The listing below should be written out exactly; please include all of it.

Recorded data:
+++

PR #1934, opened 2020-09-28
TypedPipe.groupRandomly() use Ordering with EquivSerialization

tlazaro:
Seen `"Scalding's ordered serialization logic exhausted the finite supply of boxed classes."` error when creating many parallel Executions from the same job. We traced it to groupRandomly() not using an EquivSerialization in its groupBy(), taking up new slots of boxed classes for every Execution.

+++

Written solution:
PR #1934, opened 2020-09-28
TypedPipe.groupRandomly() use Ordering with EquivSerialization

tlazaro:
Seen `"Scalding's ordered serialization logic exhausted the finite supply of boxed classes."` error when creating many parallel Executions from the same job. We traced it to groupRandomly() not using an EquivSerialization in its groupBy(), taking up new slots of boxed classes for every Execution.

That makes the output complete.